The exam was rather quick (I'm not sure if that's the norm for him, or if my free flowing air rushed him along.) But he let me know, in no uncertain terms, that the other doctors had been wrong. I did not have a fissure. The lump on the outside of my bottom was an abscess. While he couldn't see the inside, his guess would be that I had another abscess or worse inside my rear. He explained that abscess was shooting infection throughout my body which was causing my fever. He said they were wildly painful and couldn't believe I'd been living with it as long as I had. Dr. Graham was ready to operate on it right then and there.
He explained what the surgery entailed; how the abscess was full of infected puss that needed to be drained. The only thing that would have made that moment any better would have been if I had been eating a bowl of tapioca pudding. Gah!

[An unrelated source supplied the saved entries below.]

Issue #2854, opened 2026-08-29
New Parcels backend - `ChunkCachedArray`


VeckoTheGecko:
#2656 introduced time windowing to Parcels. This greatly improved performance when working with larger-than-memory datasets as it eliminate's Dask overhead on the vectorized indexing level. However, there are still improvements that can be made:

- to reduce the memory overhead: at the moment we're loading whole timeslices which has significant memory use when the particles may only be in a small portion of the domain
- to improve integration with Xarray: currently we're working completely in Parcels - at a level of abstraction above Xarray. This is a somewhat messy abstraction level to work at, resulting in maintainer burden, and I think it can be put within the underlying arrays within Xarray instead.

Something like 

<img width="1247" height="703" alt="Image" src="https://github.com/user-attachments/assets/22ed1c86-6030-4512-bc9c-ac267cb3764c" />

I've made significant progress on an implementation, which (from prelim testing on my laptop) has significantly better performance than windowed array up to 1M particles. Just wanting to do some further work to make sure the abstractions work well with Xarray (and that it's properly tested), before making a PR.

Checklist:
- [ ] Testing against nightly Xarray
  - Since this change would rely on potentially unstable Xarray behaviour, it would be good to have a nightly testing workflow so that any regressions are picked up before Xarray cuts a release.
- [ ] CachedChunkArray implementation
- [ ] (low prio) Cleanup of methods
  - Should we go for `FieldSet.use_backend("windowed_arrays")`, `FieldSet.use_backend("chunked_arrays")` or similar for the API? I think that would be a clearer API than having a bunch of methods.

VeckoTheGecko:
Note that `CachedChunkArray` only implements a small subset of the array API. Hence my mention about its reliance on upstream Xarray (in case they change indexing such that it requires more than what we've implemented).

erikvansebille:
Implemented in #2860

PR #2860, opened 2026-09-01
Implement `.to_chunk_cached_arrays()` with `ChunkCachedArray`

VeckoTheGecko:
### Description

Provides an opt-in optimization that wraps dask-backed field data in
chunk-level LRU caches. 
vectorized .isel() calls hit an in-memory cache instead of recomputing
dask task graphs, giving large speedups for particle simulations.

This PR adds `ChunkCachedArray` according to the approach detailed in #2854 , providing an opt-in optimization wrapping dash-backed field data with (dask)chunk-level LRU caches on the array level. This PR:

- Adds a subpackage `parcels._chunk_cached_array` with the implementation of the Array and the needed LRU cache. Note the cache is on the array level with configurable memory limits per array.
- Exposes a function `parcels._chunk_cached_array.wrap_dataset` providing the main entrypoint for Parcels for wrapping Xarray dataset objects
- Adds `.to_chunk_cached_arrays` to `FieldSet` and `ModelData` classes.
- Adds equivalence testing (`test_backends.py`) on a NEMO dataset, asserting that the same results are received regardless of backend.

Still needed:
- (separate PR) Upstream testing
- [ ] (separate PR?) Backend equivalency testing on Unstructured grids?
- [x] Benchmarking with realworld simulations
- [x] (pre-merge) Remove temporary testing files (`data-generation.py`,`benchmark_chunk_cache.py`,`benchmark_chunk_cache.png`)

Future work:
- `max_cache_bytes` on `FieldSet.to_chunk_cached_arrays` operates _per variable_ (i.e., per `Field`). This requires the user to think about how many Fields are in their simulation in order to tune their performance. Down the line, we could tune this to allocate a total cache of (e.g.,) 50% of the system memory (which would allow for other memory overhead of coordinates (not stored in the cache), the Python process, or other user processes). This would require significant refactoring not only on how the chunk cache is handled, but also backends in general.

(cc @erikvansebille, @wyatt-fluidnumerics )

### Performance

I have some some preliminary profiling with a 20Gb idealised dataset, and found the following performance profile which looks like a promising first step.

image

I've included `data-generation.py` and `benchmark_chunk_cache.py` here for testing in case it helps.

Its not clear to me the performance with real-world simulations and how that scales (I only have access to my laptop, and found working/debugging on Lorenz quite frustrating with my high latency from travels). Let me know if there's anything I can do to help here @erikvansebille .

### Checklist

- [x] Contributes to #2854
- [x] Tests added

### AI Disclosure

  - Describe how you used it (e.g., by pasting your prompt): I guided an LLM to explore the Xarray codebase, and to help work on the implementation of the Array class. I also used an LLM to generate and iterate on the profiling script, and write docstrings.


erikvansebille:
> Its not clear to me the performance with real-world simulations and how that scales (I only have access to my laptop, and found working/debugging on Lorenz quite frustrating with my high latency from travels). Let me know if there's anything I can do to help here @erikvansebille .

Thanks for this exciting PR, @VeckoTheGecko! I plan to do some real-world performance testing (also including/comparing #2846 and v3) later this week. Will report back here when I know more!

src/parcels/_chunk_cached_array/lru_cache.py
```diff
@@ -0,0 +1,48 @@
...
+
+    def get(self, key: Hashable) -> np.ndarray | None:
+        if key not in self._cache:
+            return None
+        self._cache.move_to_end(key)
+        return self._cache[key]
+
+    def put(self, key: Hashable, value: np.ndarray) -> None:
+        nbytes = value.nbytes
+        if nbytes > self._max_bytes:
```
wyatt-fluidnumerics, line 34: I wonder if this should be accompanied by a warning. My understanding is the chunk size is set by dask/xarray and if it is greater than the cache size then this would silently skip use of the cache altogether.

src/parcels/_chunk_cached_array/core.py
```diff
@@ -0,0 +1,156 @@
...
+            local_indices[d] = indices[d] - self._boundaries[d][cid]
+
+        # Step 2: Group points by chunk using a structured array for vectorized grouping.
+        # Encode each point's chunk coords as a single int for fast grouping.
+        # Use np.ravel_multi_index on chunk_ids to get a flat chunk key per point.
+        numblocks = np.array(self.array.numblocks, dtype=np.intp)
+        flat_keys = np.ravel_multi_index(chunk_ids, numblocks)
+
+        # Sort points by flat chunk key to group them.
+        sort_order = np.argsort(flat_keys, kind="mergesort")
```
wyatt-fluidnumerics: From the testing I've done it looks like for randomly distributed particles quicksort may be faster here?

wyatt-fluidnumerics:
This is really cool! The potential it has to lower peak memory usage for comparable speed to the current windowed array implementation is very exciting. I left a couple of comments and will also plan on doing some performance testing through the week!

VeckoTheGecko:
> I left a couple of comments

I can't see them on my end, maybe you still need to click 'submit' on the review?

src/parcels/_chunk_cached_array/lru_cache.py
VeckoTheGecko: I think that's reasonable to raise a warning. Any thoughts about how we can only raise it once? (since raising on every put would flood the output)

src/parcels/_chunk_cached_array/core.py
VeckoTheGecko: Awesome! I'll update

src/parcels/_chunk_cached_array/core.py
erikvansebille, line 1: Note that the `fieldset.describe()` also needs to be updated. That currently shows 'NumPy`

VeckoTheGecko: Good catch - fixed in latest updates

src/parcels/_chunk_cached_array/core.py
VeckoTheGecko: Done

VeckoTheGecko:
Wondering what the order of the should be for the performance - ideally we want our most recommended to be nearer the top. Currently:

1. load the full FieldSet into memory
1. use (cached) zarr files
1. use Windowed Arrays
1. use Dask
1. use ChunkCachedArrays

Thoughts @erikvansebille ?

docs/user_guide/examples/explanation_performance.md
```diff
@@ -110,3 +110,26 @@ The long-term plan for Parcels development is to make this Option 4 work well fo
 If you have ideas for how to make Parcels faster, we'd love to hear from you!
 Feel free to [open an issue](https://github.com/Parcels-code/Parcels/issues) or reach out to us on [Zulip](https://clam-community.github.io).
 ```
+
+## Option 5: use ChunkCachedArrays
+
+_Uses Parcels Backend: ChunkCachedArray_
+
+**Best for: large Datasets (more than a few GB) and particles distributed over the entire domain**
```
erikvansebille, line 118: Should this be particles _not_ distributed over the entire domain?

erikvansebille:
> Wondering what the order of the should be for the performance - ideally we want our most recommended to be nearer the top. Currently:

Yep, I was also thinking about this. I would say we do it in the following order
 
1. load the full FieldSet into memory
2. use ChunkCachedArrays
3. use Windowed Arrays
4. use (cached) zarr files
5. use Dask

docs/user_guide/examples/explanation_performance.md
```diff
@@ -110,3 +110,26 @@ The long-term plan for Parcels development is to make this Option 4 work well fo
 If you have ideas for how to make Parcels faster, we'd love to hear from you!
 Feel free to [open an issue](https://github.com/Parcels-code/Parcels/issues) or reach out to us on [Zulip](https://clam-community.github.io).
 ```
+
+## Option 5: use ChunkCachedArrays
```
erikvansebille, line 114: Update order based on https://github.com/Parcels-code/Parcels/pull/2860#issuecomment-5566941290?

src/parcels/_chunk_cached_array/core.py
```diff
@@ -0,0 +1,156 @@
...
+    xr.Dataset
+        Copy with dask arrays wrapped in ChunkCachedArray.
+    """
+    from dask.base import is_dask_collection
+
+    ds = ds.copy()
+    # Load coordinates eagerly — they are small 1D arrays and keeping them
+    # as dask arrays causes expensive task-graph construction on every .isel().
+    for name in list(ds.coords):
+        ds[name].load()
```
erikvansebille, line 43: Note that we should also load `lon` and `lat` here. They are not coordinates in a curvilinear grid - but are called _very_ often. See also #2752 

https://github.com/Parcels-code/Parcels/blob/9dc6bb4fce5374be7a5bb0d712ba518fda348272/src/parcels/_core/model.py#L113-L116

src/parcels/_core/model.py
```diff
@@ -119,6 +120,29 @@ def to_windowed_arrays(self, *, max_levels: int | None = None) -> Self:
...
 
+    def to_chunk_cached_arrays(self, *, max_cache_bytes: int = 600_000_000) -> Self:
+        """Wrap dask-backed field data in chunk-level LRU caches.
+
+        Opt-in optimization that replaces each dask-backed data variable's
+        internal storage with a :class:`~parcels._chunk_cached_array.ChunkCachedArray`.
+        Repeated vectorized ``.isel()`` calls then hit an in-memory LRU cache
+        keyed by chunk coordinates instead of recomputing dask task graphs.
+
+        Coordinate variables are loaded eagerly into memory (they are small 1D
```
erikvansebille, line 131: Or "non-time-varying"? As per #2752?

benchmark_chunk_cache.py
erikvansebille, line 1: Should this file be part of the repo? Should it not go to the benchmarks repository, if anywhere?

benchmark_chunk_cache.png
erikvansebille, line 1: Should this file be on the main repo?

data-generation.py
erikvansebille, line 1: Should this file be on the main repo?

erikvansebille (commented):
Looks good. A few comments/questions below

src/parcels/_chunk_cached_array/core.py
VeckoTheGecko: Why aren't they set as coordinates on a curvilinear grid? I feel they should be set as such

benchmark_chunk_cache.png
VeckoTheGecko: > Still needed:
> ...
>  - [ ] (pre-merge) Remove temporary testing files (data-generation.py,benchmark_chunk_cache.py,benchmark_chunk_cache.png)

src/parcels/_core/model.py
VeckoTheGecko: I read through  #2752 , and I don't understand it

src/parcels/_chunk_cached_array/core.py
erikvansebille: Oh you are right - they are coordinates. So your code does the same as #2752. Perhaps we should also change  `for dim in ["lon", "lat", "depth"]` on line 113 of model.py to `for name in list(ds.coords):`?

src/parcels/_core/model.py
erikvansebille: Never mind this comment

src/parcels/_chunk_cached_array/core.py
VeckoTheGecko: Yeah, I think so too. Though I think that should be done in a separate PR (since it would also be good to have some checks tests in place - as the cost of these not being coordinates is many many dask computes)

erikvansebille (approved):
Happy to be merged after the benchmark files are removed

VeckoTheGecko:
> the benchmark files are removed

Done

He said once he had the thing drained I would feel soooo much better. While I wanted the thing fixed as quickly as possible, having surgery right then and there wasn't possible. I needed to make sure that Dad, Tom, and the kids were taken care of first. It seemed to me that it would be easier for everyone if I had the surgery the next morning while the kids were in school.
7:30am Monday and I'm ready for the pain to be over. In and out of surgery! I'm back in my room by 10:30am. It was clear, after the surgery, that I was wrongly diagnosed. I never had a fissure. What I had was a large abscess on the outside and an even larger fistula on the inside. I'd never heard of a fistula, so it was explained to me that it was something you do NOT want. My fistula was started from an untreated abscess that was deeeeeeep inside my butt area (you know...the part where poop comes out.) My untreated abscess formed a hole in that super sensitive area of mine. The hole welcomed germs and all kinds of other guests. They weren't happy to just sit there either. Nope. They thought they should see the world! A tunnel was formed. Apparently, it was quite large, too. Abscess drained and fistula closed and stitched up.
I'm a new woman! I may not be able to have my next chemo treatment on time now. Dr. Young gets to examine my bum on Friday and decide if the area is healed enough for me to receive my poison. If I'm not healed, I'll be delayed a week. A part of me wants it delayed, but another part doesn't. I'm sooooo stinkin ready for chemo to be over.